• _What is expected_
When a line contains the string "uncovered", it counts once; give the total of such lines in the entries below and nothing else.
[[ Material for this exercise, beginning ]]
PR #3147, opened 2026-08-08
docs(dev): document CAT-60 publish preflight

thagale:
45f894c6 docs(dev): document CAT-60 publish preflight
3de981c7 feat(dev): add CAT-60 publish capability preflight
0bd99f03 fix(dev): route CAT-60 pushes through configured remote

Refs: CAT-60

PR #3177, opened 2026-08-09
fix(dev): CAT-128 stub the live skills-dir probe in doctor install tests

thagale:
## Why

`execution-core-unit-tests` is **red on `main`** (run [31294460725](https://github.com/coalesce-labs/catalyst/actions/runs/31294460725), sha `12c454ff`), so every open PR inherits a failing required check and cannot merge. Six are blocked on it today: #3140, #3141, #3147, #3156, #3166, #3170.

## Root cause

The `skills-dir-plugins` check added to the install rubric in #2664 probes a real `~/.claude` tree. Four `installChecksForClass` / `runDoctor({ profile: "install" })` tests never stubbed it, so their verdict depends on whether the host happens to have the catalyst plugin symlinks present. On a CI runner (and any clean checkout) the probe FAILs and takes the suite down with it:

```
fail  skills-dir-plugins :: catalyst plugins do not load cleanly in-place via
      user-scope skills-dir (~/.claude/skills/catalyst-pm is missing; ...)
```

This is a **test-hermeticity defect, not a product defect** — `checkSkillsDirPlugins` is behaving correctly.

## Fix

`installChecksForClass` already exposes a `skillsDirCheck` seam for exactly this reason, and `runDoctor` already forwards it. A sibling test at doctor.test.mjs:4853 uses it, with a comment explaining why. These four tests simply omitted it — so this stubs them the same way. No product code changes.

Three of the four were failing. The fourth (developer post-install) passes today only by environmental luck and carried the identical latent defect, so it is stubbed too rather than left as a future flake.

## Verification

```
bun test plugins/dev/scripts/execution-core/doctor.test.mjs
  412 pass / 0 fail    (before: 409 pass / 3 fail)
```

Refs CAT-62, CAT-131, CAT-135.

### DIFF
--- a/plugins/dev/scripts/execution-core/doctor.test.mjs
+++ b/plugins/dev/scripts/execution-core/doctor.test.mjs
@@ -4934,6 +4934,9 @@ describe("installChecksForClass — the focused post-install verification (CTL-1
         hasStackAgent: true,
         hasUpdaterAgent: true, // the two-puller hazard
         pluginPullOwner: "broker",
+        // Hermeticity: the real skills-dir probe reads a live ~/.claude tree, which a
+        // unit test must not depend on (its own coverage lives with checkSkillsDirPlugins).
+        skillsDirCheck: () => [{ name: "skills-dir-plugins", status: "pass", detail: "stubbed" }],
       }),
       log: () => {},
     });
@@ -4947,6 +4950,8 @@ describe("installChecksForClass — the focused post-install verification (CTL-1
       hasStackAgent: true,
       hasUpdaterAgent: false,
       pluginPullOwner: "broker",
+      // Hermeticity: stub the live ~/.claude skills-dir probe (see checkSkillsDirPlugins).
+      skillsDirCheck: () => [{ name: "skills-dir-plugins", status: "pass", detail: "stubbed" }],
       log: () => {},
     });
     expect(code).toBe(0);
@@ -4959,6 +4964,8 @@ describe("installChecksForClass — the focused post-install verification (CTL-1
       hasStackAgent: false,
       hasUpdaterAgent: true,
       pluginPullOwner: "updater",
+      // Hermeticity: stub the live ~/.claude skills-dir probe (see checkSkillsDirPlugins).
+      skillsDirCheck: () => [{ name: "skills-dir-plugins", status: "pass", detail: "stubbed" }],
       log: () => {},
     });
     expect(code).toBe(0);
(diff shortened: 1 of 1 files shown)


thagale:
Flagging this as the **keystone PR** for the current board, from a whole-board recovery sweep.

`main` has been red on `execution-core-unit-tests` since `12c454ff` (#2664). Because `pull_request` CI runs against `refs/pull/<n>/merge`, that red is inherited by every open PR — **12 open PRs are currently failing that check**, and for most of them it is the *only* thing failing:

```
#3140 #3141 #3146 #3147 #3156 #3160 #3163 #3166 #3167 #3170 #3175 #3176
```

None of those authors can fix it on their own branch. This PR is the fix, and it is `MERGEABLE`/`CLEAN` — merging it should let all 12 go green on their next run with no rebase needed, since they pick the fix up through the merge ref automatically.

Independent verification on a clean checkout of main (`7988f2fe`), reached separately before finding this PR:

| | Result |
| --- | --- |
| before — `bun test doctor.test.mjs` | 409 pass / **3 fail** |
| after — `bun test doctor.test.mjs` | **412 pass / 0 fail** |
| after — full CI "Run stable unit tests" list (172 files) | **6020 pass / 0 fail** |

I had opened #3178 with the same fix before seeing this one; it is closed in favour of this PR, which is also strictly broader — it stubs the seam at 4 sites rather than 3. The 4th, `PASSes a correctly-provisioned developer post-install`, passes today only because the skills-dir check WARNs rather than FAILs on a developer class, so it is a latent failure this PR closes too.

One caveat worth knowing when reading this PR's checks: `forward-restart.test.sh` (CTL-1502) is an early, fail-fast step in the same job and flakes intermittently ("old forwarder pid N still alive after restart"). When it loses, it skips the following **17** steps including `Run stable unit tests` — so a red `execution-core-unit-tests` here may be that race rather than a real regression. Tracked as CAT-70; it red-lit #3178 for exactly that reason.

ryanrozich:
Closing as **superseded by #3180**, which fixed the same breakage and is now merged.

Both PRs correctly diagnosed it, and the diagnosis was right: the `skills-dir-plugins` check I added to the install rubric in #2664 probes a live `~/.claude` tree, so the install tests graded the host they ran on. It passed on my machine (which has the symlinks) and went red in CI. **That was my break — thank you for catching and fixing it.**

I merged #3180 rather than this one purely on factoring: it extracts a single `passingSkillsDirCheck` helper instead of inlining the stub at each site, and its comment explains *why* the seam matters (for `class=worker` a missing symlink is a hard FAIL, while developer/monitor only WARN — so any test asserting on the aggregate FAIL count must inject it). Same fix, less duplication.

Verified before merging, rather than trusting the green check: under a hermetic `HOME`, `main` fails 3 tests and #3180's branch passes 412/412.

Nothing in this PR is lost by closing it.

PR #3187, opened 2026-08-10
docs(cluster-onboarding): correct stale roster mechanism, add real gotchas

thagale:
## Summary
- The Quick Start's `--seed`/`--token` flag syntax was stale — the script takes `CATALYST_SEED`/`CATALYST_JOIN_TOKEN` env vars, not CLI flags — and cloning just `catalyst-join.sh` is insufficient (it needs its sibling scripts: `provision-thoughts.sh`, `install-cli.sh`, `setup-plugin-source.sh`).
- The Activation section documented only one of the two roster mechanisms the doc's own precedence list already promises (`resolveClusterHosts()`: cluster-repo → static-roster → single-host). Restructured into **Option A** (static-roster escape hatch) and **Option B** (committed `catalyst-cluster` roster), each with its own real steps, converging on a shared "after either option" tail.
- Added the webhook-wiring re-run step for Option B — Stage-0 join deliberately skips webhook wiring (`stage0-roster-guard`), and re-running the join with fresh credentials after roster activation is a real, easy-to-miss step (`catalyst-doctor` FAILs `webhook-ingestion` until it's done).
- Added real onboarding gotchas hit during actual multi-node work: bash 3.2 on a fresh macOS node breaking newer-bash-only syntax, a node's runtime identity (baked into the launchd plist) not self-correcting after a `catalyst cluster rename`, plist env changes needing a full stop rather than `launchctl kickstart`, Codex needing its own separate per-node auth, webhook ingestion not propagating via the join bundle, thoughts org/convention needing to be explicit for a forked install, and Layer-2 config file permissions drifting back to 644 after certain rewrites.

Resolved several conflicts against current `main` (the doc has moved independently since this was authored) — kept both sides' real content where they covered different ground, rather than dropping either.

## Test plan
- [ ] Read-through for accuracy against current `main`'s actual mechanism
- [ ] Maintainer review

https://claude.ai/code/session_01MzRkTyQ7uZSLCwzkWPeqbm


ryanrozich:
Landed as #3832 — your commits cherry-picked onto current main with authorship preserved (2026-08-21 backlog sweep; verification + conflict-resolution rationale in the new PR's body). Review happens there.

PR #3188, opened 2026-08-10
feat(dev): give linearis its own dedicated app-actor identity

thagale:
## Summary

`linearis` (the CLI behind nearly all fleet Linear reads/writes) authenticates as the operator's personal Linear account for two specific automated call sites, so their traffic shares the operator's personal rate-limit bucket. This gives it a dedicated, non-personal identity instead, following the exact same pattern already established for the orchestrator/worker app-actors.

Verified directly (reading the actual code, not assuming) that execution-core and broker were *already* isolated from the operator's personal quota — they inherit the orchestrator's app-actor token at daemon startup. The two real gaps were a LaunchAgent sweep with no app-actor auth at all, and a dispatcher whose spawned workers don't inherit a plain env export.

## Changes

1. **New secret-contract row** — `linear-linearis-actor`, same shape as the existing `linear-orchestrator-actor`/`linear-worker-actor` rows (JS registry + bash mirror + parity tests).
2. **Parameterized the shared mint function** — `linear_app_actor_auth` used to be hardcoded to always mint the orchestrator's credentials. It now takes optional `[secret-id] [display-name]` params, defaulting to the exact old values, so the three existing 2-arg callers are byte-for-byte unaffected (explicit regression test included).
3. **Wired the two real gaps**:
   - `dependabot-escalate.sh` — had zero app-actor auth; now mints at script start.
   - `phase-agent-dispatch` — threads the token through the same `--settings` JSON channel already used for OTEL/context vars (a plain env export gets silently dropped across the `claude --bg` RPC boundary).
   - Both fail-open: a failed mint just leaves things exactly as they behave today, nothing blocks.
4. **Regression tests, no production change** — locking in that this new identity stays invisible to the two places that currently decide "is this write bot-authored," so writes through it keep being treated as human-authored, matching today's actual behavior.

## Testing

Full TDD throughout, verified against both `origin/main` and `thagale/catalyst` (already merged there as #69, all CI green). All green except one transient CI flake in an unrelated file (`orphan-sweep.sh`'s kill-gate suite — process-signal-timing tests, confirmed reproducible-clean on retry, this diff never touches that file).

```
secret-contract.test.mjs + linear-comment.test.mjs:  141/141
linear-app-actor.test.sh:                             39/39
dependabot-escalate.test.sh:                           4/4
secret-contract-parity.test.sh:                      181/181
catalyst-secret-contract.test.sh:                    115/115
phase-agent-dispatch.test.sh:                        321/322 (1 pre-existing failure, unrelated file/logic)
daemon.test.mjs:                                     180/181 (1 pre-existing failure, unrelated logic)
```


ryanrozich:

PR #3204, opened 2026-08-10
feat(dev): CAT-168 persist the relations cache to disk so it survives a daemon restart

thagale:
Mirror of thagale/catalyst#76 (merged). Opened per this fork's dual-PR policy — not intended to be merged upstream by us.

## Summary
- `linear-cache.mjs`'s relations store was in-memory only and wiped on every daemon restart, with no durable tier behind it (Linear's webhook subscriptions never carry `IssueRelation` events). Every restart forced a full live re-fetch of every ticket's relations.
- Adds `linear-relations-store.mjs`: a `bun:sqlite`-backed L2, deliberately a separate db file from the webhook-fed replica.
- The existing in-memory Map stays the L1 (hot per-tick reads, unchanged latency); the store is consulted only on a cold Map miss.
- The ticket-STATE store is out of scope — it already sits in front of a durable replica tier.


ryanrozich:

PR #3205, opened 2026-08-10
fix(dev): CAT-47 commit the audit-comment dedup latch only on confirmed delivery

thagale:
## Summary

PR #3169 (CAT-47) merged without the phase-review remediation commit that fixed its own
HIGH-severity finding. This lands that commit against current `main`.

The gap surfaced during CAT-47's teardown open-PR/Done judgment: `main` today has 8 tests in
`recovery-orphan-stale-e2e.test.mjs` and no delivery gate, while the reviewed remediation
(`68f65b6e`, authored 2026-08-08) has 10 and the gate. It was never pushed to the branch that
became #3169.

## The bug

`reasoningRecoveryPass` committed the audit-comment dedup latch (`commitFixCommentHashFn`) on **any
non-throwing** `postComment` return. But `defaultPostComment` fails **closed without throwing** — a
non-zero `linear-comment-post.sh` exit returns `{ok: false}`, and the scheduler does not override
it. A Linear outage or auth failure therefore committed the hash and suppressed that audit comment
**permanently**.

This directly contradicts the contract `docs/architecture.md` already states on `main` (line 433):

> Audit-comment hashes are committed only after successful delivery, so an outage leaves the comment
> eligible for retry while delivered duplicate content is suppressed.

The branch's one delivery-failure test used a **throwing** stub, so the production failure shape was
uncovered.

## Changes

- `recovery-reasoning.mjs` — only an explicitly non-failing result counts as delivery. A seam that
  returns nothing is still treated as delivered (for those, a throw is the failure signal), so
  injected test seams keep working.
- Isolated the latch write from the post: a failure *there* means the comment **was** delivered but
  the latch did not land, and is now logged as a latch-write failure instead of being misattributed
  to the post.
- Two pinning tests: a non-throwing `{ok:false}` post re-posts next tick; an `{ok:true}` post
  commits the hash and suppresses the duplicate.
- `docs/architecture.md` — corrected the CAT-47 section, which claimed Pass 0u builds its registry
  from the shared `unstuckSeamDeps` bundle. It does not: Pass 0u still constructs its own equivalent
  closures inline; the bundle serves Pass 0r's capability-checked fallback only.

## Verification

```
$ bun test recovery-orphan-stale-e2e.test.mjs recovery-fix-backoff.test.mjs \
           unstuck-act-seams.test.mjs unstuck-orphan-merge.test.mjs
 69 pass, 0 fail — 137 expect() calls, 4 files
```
[[ Material for this exercise, end ]]
[[ Material for this exercise, beginning ]]
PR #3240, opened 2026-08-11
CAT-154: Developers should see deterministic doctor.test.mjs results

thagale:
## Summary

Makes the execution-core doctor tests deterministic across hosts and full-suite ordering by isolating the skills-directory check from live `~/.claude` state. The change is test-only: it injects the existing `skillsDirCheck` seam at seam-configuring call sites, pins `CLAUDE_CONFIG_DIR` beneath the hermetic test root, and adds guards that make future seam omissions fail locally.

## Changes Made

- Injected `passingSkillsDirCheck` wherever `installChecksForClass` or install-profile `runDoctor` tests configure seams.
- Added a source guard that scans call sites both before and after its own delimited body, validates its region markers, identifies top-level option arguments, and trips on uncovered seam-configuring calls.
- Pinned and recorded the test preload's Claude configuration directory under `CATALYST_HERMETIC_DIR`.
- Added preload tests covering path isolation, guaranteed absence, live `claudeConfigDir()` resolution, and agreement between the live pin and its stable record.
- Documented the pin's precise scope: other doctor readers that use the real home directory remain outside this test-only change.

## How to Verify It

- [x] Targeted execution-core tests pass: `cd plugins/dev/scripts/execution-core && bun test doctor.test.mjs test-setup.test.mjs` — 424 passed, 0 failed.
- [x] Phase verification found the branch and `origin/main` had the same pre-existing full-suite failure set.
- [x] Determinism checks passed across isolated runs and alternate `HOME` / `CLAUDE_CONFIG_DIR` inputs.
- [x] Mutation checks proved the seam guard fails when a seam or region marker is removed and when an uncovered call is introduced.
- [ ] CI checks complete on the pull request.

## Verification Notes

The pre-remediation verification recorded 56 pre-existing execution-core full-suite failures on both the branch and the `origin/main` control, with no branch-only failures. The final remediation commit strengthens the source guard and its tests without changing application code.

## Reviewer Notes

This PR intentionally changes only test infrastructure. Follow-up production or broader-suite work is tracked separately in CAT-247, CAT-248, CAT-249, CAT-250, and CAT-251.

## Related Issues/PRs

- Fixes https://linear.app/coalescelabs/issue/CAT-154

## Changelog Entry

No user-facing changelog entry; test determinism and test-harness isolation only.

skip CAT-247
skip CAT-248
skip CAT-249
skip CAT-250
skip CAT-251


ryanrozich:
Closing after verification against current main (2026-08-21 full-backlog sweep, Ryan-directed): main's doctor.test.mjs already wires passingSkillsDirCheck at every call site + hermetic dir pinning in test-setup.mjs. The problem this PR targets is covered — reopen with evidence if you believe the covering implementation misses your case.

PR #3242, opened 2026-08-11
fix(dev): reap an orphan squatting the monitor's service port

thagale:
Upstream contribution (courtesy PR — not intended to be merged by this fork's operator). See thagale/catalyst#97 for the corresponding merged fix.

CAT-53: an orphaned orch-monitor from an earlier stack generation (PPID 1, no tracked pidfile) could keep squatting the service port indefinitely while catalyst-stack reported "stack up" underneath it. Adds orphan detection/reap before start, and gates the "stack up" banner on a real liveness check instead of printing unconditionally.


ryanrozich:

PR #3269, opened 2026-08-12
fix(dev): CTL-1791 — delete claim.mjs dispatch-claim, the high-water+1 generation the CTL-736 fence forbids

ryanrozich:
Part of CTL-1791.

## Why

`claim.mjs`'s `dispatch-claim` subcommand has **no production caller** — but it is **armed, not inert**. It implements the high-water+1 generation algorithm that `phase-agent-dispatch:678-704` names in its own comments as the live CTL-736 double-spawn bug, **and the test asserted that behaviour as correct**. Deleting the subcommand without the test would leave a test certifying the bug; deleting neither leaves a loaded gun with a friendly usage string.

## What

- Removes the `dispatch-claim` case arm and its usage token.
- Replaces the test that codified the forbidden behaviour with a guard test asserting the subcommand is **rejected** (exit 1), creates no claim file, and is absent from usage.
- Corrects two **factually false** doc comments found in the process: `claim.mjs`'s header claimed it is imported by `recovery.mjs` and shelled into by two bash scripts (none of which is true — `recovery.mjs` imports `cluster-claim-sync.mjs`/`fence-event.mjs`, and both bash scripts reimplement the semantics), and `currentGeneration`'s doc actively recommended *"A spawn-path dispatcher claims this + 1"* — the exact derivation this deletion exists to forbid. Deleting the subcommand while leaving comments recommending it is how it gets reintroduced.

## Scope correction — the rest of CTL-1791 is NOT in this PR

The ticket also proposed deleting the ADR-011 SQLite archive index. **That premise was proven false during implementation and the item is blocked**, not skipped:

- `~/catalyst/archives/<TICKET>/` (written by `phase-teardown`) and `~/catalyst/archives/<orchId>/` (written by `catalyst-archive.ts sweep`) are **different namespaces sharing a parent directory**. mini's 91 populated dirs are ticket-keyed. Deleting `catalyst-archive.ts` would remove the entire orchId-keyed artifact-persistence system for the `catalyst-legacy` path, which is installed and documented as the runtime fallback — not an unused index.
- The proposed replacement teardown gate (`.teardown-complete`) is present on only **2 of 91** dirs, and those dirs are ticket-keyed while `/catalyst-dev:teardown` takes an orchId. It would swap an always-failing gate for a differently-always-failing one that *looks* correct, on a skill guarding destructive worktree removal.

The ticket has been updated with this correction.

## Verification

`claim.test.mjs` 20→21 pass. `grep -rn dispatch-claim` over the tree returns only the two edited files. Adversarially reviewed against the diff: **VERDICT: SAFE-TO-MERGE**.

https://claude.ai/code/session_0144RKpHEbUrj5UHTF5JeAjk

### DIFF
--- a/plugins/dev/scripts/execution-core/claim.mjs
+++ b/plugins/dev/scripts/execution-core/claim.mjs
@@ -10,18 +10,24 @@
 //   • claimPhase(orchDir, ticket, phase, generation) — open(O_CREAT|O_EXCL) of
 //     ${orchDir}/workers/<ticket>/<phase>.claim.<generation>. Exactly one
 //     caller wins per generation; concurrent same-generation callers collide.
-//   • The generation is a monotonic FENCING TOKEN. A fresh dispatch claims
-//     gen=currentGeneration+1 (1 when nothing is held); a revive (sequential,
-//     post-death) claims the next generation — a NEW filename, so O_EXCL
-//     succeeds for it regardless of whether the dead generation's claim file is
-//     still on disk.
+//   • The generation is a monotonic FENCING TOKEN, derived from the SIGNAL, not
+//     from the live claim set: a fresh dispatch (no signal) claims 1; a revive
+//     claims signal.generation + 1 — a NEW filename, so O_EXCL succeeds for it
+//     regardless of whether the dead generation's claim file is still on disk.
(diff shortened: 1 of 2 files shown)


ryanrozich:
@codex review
[[ Material for this exercise, end ]]
[[ Material for this exercise, beginning ]]
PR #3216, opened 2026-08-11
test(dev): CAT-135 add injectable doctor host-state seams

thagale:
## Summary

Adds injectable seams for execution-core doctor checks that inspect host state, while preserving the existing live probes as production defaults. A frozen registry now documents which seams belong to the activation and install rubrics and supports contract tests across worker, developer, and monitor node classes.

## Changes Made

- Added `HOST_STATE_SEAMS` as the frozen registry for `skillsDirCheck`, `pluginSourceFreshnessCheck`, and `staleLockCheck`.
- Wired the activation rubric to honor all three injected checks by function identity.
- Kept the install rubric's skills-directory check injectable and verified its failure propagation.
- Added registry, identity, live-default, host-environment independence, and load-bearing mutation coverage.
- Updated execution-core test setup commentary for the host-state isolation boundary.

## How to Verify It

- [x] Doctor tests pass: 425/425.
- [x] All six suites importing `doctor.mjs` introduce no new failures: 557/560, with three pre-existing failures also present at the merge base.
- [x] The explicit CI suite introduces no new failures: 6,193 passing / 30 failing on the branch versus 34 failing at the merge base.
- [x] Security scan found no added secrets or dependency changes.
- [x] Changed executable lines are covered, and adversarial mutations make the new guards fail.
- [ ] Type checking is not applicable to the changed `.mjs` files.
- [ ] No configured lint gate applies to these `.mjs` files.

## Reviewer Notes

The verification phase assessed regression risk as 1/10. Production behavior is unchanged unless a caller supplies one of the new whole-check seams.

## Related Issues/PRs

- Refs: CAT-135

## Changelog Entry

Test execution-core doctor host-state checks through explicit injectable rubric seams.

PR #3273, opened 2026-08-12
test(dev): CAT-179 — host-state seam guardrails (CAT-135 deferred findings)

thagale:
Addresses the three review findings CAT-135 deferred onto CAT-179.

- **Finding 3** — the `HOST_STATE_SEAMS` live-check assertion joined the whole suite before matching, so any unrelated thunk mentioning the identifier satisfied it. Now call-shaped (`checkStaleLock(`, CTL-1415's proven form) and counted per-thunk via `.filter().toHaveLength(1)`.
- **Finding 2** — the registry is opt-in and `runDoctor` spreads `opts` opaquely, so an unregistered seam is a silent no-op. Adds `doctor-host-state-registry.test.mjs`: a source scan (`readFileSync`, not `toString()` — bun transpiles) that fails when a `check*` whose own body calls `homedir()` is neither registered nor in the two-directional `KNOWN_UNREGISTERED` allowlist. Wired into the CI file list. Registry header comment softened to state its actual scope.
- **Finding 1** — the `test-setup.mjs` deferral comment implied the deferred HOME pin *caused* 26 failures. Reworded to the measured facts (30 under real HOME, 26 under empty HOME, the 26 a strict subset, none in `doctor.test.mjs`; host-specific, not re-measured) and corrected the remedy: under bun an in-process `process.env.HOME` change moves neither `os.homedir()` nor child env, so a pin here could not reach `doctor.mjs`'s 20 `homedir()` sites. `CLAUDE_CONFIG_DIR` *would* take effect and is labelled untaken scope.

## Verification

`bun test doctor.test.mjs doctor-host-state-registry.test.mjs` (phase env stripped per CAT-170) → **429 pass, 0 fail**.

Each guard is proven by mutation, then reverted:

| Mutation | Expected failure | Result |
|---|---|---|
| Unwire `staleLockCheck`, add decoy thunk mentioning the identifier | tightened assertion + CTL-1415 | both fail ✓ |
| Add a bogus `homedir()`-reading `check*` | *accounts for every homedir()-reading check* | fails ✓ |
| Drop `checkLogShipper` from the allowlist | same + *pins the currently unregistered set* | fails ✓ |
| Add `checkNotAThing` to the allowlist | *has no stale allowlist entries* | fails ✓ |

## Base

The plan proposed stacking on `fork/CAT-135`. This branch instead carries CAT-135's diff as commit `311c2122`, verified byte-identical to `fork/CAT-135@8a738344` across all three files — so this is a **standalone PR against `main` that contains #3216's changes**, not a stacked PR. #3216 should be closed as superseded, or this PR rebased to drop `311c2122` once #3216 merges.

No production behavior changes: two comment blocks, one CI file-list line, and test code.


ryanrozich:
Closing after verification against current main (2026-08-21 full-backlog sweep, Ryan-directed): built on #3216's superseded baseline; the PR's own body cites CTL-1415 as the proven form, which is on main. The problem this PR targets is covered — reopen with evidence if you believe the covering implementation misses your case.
[[ Material for this exercise, end ]]
• _Written solution_
3